━━━ Exercise materials ━━━

PR #734, opened 2015-07-05
Fix: Simplify FQCN

localheinz:
This PR

* [x] simplifies a few unnecessary fully qualified class names

### DIFF
--- a/src/PhpSpec/CodeGenerator/Generator/MethodGenerator.php
+++ b/src/PhpSpec/CodeGenerator/Generator/MethodGenerator.php
@@ -26,17 +26,17 @@ use PhpSpec\CodeGenerator\Writer\TokenizedCodeWriter;
 class MethodGenerator implements GeneratorInterface
 {
     /**
-     * @var \PhpSpec\Console\IO
+     * @var IO
      */
     private $io;
 
     /**
-     * @var \PhpSpec\CodeGenerator\TemplateRenderer
+     * @var TemplateRenderer
      */
     private $templates;
 
     /**
-     * @var \PhpSpec\Util\Filesystem
+     * @var Filesystem
      */
     private $filesystem;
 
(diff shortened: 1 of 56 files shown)


localheinz:
@ciaranmcnulty 

To be honest, I'm a bit confused - there are so many fully qualified class names, while at the same time, these are imported, is there a reason I'm unaware of why that is done?

ciaranmcnulty:
No idea, to be honest. I think some IDEs have historically been poor at resolving class aliases, which may be a reason?

GrahamCampbell:
I'm REALLY :-1: on this. PHPDoc should be human readable IMO. It should be immediately obvious to a human on first read what the types are.

ciaranmcnulty:
@GrahamCampbell Does the FQCN make it more obvious what the type is? I'm not convinced it does.

ciaranmcnulty:
@localheinz Merging your other PRs seems to have caused a problem with the merge here

GrahamCampbell:
> Does the FQCN make it more obvious what the type is? I'm not convinced it does.

`Foo` is totally non obvious, but `Vendor\Foo\Baz\Foo` is super clear what the type is.

ciaranmcnulty:
In typehints or class instantiation, we use short names because it is easier to grok what the code is doing if we're not seeing FCQNs all over the place. For me the same logic applies to docblocks.

localheinz:
@ciaranmcnulty 

Rebased!

everzet:
@GrahamCampbell if `Foo` doesn't give you a clear idea on what type is it, then `Foo` is a bad name. I see this all the time, people think that namespace is part of the class name - IMO it is not, it is a context.

ciaranmcnulty:
Thanks for this and the other improvements @localheinz

localheinz:
You're welcome, @ciaranmcnulty!

Issue #741, opened 2015-07-10
It won't create method for me if the class followed by a comment.


erdemkeren:
Hello, here is an example php file structure:

    <?php
        namespace Foo;

        class Bar
        {
            [...]
        }

    // End of bar class.

And the spec:

    <?php
        class BarSpec extends ObjectBehavior
        {

            function it_is_initializable()
            {
                $this->shouldHaveType('Foo\Bar');
            }

            function it_calls_a_method_to_do_sth()
            {
                $this->doSth();
            }
            
        }
        
If you are describing a class inside a file structure like that, phpspec will endlessly ask to create the undefined method for you, but it won't be able to do it. Like this:

> Foo/Bar
>  9  - it calls a method to do sth
>      method Foo\Bar::doSth not found.
>
>                        50%                              1
> 1 specs
> 1 examples (1 passed, 1 broken)
> 1ms
>
>
>  Do you want me to create
>  `Foo\Bar::doSth()` for you?
>                                                 [Y/n]
> Y
>   Method Foo\Bar::doSth() has been created.
> 
> Foo/Bar
>  28  - it calls a method to do sth
>      method Foo\Bar::doSth not found.
>
>                        50%                              1
> 1 specs
> 1 examples (1passed, 1 broken)
> 2ms
>
>
>  Do you want me to create
>  `Foo\Bar::doSth()` for you?
>                                                 [Y/n]
> Really?
> fooproj [master] $

ismatkurt:
+1

shanethehat:
Which version of phpspec are you using? This might be fixed in the 2.3.0 beta because the logic for placing the new method was rewritten.

erdemkeren:
Hmm I'll check it out. Using 2.1 at the moment.

erdemkeren:
I updated to 2.3.0 beta; yes, the behavior changed but still buggy. When I add the comment at the end of the file, it placed the new function between the namespace and the use lines, causing a syntax error like;

    <?php
    namespace Foo\Bar;

    use Foo\Baz;
    use Foo\Qux;
    use Foo\Ba

        public function bugOnMethodCreate()
        {
            // TODO: write logic here
        }

    rBaz;
    use ...;

    /**
     * Class starts here
     */
    class Quux 
    {
        // Class body here.
    }

    // End of quux class.

ciaranmcnulty:
Hanks for catching it. I don't think we need to fix in older versions because the model is so different but it should be fixed for 2.3

[...]

PR #745, opened 2015-07-14
#741 Place methods specifically after the last one

shanethehat:
Fixes an issue raised in #741 which seems to have been caused by the existing method in a SUT being followed by a newline. This adds specific detection for the end of the last method of the class, ignoring any trailing newlines.


ciaranmcnulty:
Thanks!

━━━

Work request: Every record, restated word for word, should make up your reply.

Expected answer:
PR #734, opened 2015-07-05
Fix: Simplify FQCN

localheinz:
This PR

* [x] simplifies a few unnecessary fully qualified class names

### DIFF
--- a/src/PhpSpec/CodeGenerator/Generator/MethodGenerator.php
+++ b/src/PhpSpec/CodeGenerator/Generator/MethodGenerator.php
@@ -26,17 +26,17 @@ use PhpSpec\CodeGenerator\Writer\TokenizedCodeWriter;
 class MethodGenerator implements GeneratorInterface
 {
     /**
-     * @var \PhpSpec\Console\IO
+     * @var IO
      */
     private $io;
 
     /**
-     * @var \PhpSpec\CodeGenerator\TemplateRenderer
+     * @var TemplateRenderer
      */
     private $templates;
 
     /**
-     * @var \PhpSpec\Util\Filesystem
+     * @var Filesystem
      */
     private $filesystem;
 
(diff shortened: 1 of 56 files shown)


localheinz:
@ciaranmcnulty 

To be honest, I'm a bit confused - there are so many fully qualified class names, while at the same time, these are imported, is there a reason I'm unaware of why that is done?

ciaranmcnulty:
No idea, to be honest. I think some IDEs have historically been poor at resolving class aliases, which may be a reason?

GrahamCampbell:
I'm REALLY :-1: on this. PHPDoc should be human readable IMO. It should be immediately obvious to a human on first read what the types are.

ciaranmcnulty:
@GrahamCampbell Does the FQCN make it more obvious what the type is? I'm not convinced it does.

ciaranmcnulty:
@localheinz Merging your other PRs seems to have caused a problem with the merge here

GrahamCampbell:
> Does the FQCN make it more obvious what the type is? I'm not convinced it does.

`Foo` is totally non obvious, but `Vendor\Foo\Baz\Foo` is super clear what the type is.

ciaranmcnulty:
In typehints or class instantiation, we use short names because it is easier to grok what the code is doing if we're not seeing FCQNs all over the place. For me the same logic applies to docblocks.

localheinz:
@ciaranmcnulty 

Rebased!

everzet:
@GrahamCampbell if `Foo` doesn't give you a clear idea on what type is it, then `Foo` is a bad name. I see this all the time, people think that namespace is part of the class name - IMO it is not, it is a context.

ciaranmcnulty:
Thanks for this and the other improvements @localheinz

localheinz:
You're welcome, @ciaranmcnulty!

Issue #741, opened 2015-07-10
It won't create method for me if the class followed by a comment.


erdemkeren:
Hello, here is an example php file structure:

    <?php
        namespace Foo;

        class Bar
        {
            [...]
        }

    // End of bar class.

And the spec:

    <?php
        class BarSpec extends ObjectBehavior
        {

            function it_is_initializable()
            {
                $this->shouldHaveType('Foo\Bar');
            }

            function it_calls_a_method_to_do_sth()
            {
                $this->doSth();
            }
            
        }
        
If you are describing a class inside a file structure like that, phpspec will endlessly ask to create the undefined method for you, but it won't be able to do it. Like this:

> Foo/Bar
>  9  - it calls a method to do sth
>      method Foo\Bar::doSth not found.
>
>                        50%                              1
> 1 specs
> 1 examples (1 passed, 1 broken)
> 1ms
>
>
>  Do you want me to create
>  `Foo\Bar::doSth()` for you?
>                                                 [Y/n]
> Y
>   Method Foo\Bar::doSth() has been created.
> 
> Foo/Bar
>  28  - it calls a method to do sth
>      method Foo\Bar::doSth not found.
>
>                        50%                              1
> 1 specs
> 1 examples (1passed, 1 broken)
> 2ms
>
>
>  Do you want me to create
>  `Foo\Bar::doSth()` for you?
>                                                 [Y/n]
> Really?
> fooproj [master] $

ismatkurt:
+1

shanethehat:
Which version of phpspec are you using? This might be fixed in the 2.3.0 beta because the logic for placing the new method was rewritten.

erdemkeren:
Hmm I'll check it out. Using 2.1 at the moment.

erdemkeren:
I updated to 2.3.0 beta; yes, the behavior changed but still buggy. When I add the comment at the end of the file, it placed the new function between the namespace and the use lines, causing a syntax error like;

    <?php
    namespace Foo\Bar;

    use Foo\Baz;
    use Foo\Qux;
    use Foo\Ba

        public function bugOnMethodCreate()
        {
            // TODO: write logic here
        }

    rBaz;
    use ...;

    /**
     * Class starts here
     */
    class Quux 
    {
        // Class body here.
    }

    // End of quux class.

ciaranmcnulty:
Hanks for catching it. I don't think we need to fix in older versions because the model is so different but it should be fixed for 2.3

[...]

PR #745, opened 2015-07-14
#741 Place methods specifically after the last one

shanethehat:
Fixes an issue raised in #741 which seems to have been caused by the existing method in a SUT being followed by a newline. This adds specific detection for the end of the last method of the class, ignoring any trailing newlines.


ciaranmcnulty:
Thanks!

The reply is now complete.